PR #2666, opened 2018-07-28
FIX: Add IsBiCoset

### LINKED ISSUE #2555: Cosets can be multiplied even if the subgroup is not normal
In GAP it is possible to multiply (and invert) cosets. For example, take `G := S_3` and `U := <(1,2)>` and consider the cosets.
```
gap> G := SymmetricGroup(3);;
gap> U := Group( (1,2) );;
gap> cos := RightCosets(G,U);
[ RightCoset(Group([ (1,2) ]),()), RightCoset(Group([ (1,2) ]),(1,3)), RightCoset(Group([ (1,2) ]),(1,3,2)) ]
```
GAP allows the multiplication of cosets, for example `U(1,2) * U(1,2)` returns `U`.
```
gap> cos[2]*cos[2];
RightCoset(Group([ (1,2) ]),())
```
But in fact, `U(1,3)U(1,3)` equals `{(),(1,2),(2,3),(1,2,3)}` (not a coset).

This behaviour is not documented in the section about cosets.

hulpke:
and allow coset multiplication only for bicosets (as otherwise its not well-defined.

This fixes #2555

There is no test for the condition of #2555, as the illegal coset multiplication now runs into a `no method found' error.

### DIFF
--- a/lib/csetgrp.gd
+++ b/lib/csetgrp.gd
@@ -322,6 +322,24 @@ DeclareCategory("IsRightCoset", IsDomain and IsExternalOrbit and
 
 #############################################################################
 ##
+#P  IsBiCoset( <C> )
+##
+##  <#GAPDoc Label="IsBiCoset">
+##  <ManSection>
+##  <Prop Name="IsBiCoset" Arg='C'/>
+##
+##  <Description>
+##  A (right) cose is considered a <E>bicoset</E> if its set of elements simultaneously forms a left
+##  coset for the same subgroup. This is the case, for example, if the coset representative normalizes
+##  the subgroup.
+##  </Description>
+##  </ManSection>
+##  <#/GAPDoc>
+##
+DeclareProperty( "IsBiCoset", IsRightCoset );
+
+#############################################################################
+##
 #O  RightCoset( <U>, <g> )
 ##
 ##  <#GAPDoc Label="RightCoset">
@@ -353,6 +371,8 @@ DeclareCategory("IsRightCoset", IsDomain and IsExternalOrbit and
 ##  6
 ##  gap> AsList(c);
 ##  [ (2,3,4), (1,4,2), (1,3,4,2), (1,3)(2,4), (2,4), (1,4,2,3) ]
+##  gap> IsBiCoset(c);
+##  false
 ##  ]]></Example>
 ##  </Description>
 ##  </ManSection>
--- a/lib/csetgrp.gi
+++ b/lib/csetgrp.gi
@@ -629,6 +629,14 @@ function(d)
   Print(ViewString(d));
 end);
 
+InstallMethod(IsBiCoset,"test property",true,[IsRightCoset],0,
+function(c)
+local s,r;
+  s:=ActingDomain(c);
+  r:=Representative(c);
+  return ForAll(GeneratorsOfGroup(s),x->r*x/r in s);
----------
Goal of the exercise >> Print all the records exactly as written.

Reply >>
PR #2666, opened 2018-07-28
FIX: Add IsBiCoset

### LINKED ISSUE #2555: Cosets can be multiplied even if the subgroup is not normal
In GAP it is possible to multiply (and invert) cosets. For example, take `G := S_3` and `U := <(1,2)>` and consider the cosets.
```
gap> G := SymmetricGroup(3);;
gap> U := Group( (1,2) );;
gap> cos := RightCosets(G,U);
[ RightCoset(Group([ (1,2) ]),()), RightCoset(Group([ (1,2) ]),(1,3)), RightCoset(Group([ (1,2) ]),(1,3,2)) ]
```
GAP allows the multiplication of cosets, for example `U(1,2) * U(1,2)` returns `U`.
```
gap> cos[2]*cos[2];
RightCoset(Group([ (1,2) ]),())
```
But in fact, `U(1,3)U(1,3)` equals `{(),(1,2),(2,3),(1,2,3)}` (not a coset).

This behaviour is not documented in the section about cosets.

hulpke:
and allow coset multiplication only for bicosets (as otherwise its not well-defined.

This fixes #2555

There is no test for the condition of #2555, as the illegal coset multiplication now runs into a `no method found' error.

### DIFF
--- a/lib/csetgrp.gd
+++ b/lib/csetgrp.gd
@@ -322,6 +322,24 @@ DeclareCategory("IsRightCoset", IsDomain and IsExternalOrbit and
 
 #############################################################################
 ##
+#P  IsBiCoset( <C> )
+##
+##  <#GAPDoc Label="IsBiCoset">
+##  <ManSection>
+##  <Prop Name="IsBiCoset" Arg='C'/>
+##
+##  <Description>
+##  A (right) cose is considered a <E>bicoset</E> if its set of elements simultaneously forms a left
+##  coset for the same subgroup. This is the case, for example, if the coset representative normalizes
+##  the subgroup.
+##  </Description>
+##  </ManSection>
+##  <#/GAPDoc>
+##
+DeclareProperty( "IsBiCoset", IsRightCoset );
+
+#############################################################################
+##
 #O  RightCoset( <U>, <g> )
 ##
 ##  <#GAPDoc Label="RightCoset">
@@ -353,6 +371,8 @@ DeclareCategory("IsRightCoset", IsDomain and IsExternalOrbit and
 ##  6
 ##  gap> AsList(c);
 ##  [ (2,3,4), (1,4,2), (1,3,4,2), (1,3)(2,4), (2,4), (1,4,2,3) ]
+##  gap> IsBiCoset(c);
+##  false
 ##  ]]></Example>
 ##  </Description>
 ##  </ManSection>
--- a/lib/csetgrp.gi
+++ b/lib/csetgrp.gi
@@ -629,6 +629,14 @@ function(d)
   Print(ViewString(d));
 end);
 
+InstallMethod(IsBiCoset,"test property",true,[IsRightCoset],0,
+function(c)
+local s,r;
+  s:=ActingDomain(c);
+  r:=Representative(c);
+  return ForAll(GeneratorsOfGroup(s),x->r*x/r in s);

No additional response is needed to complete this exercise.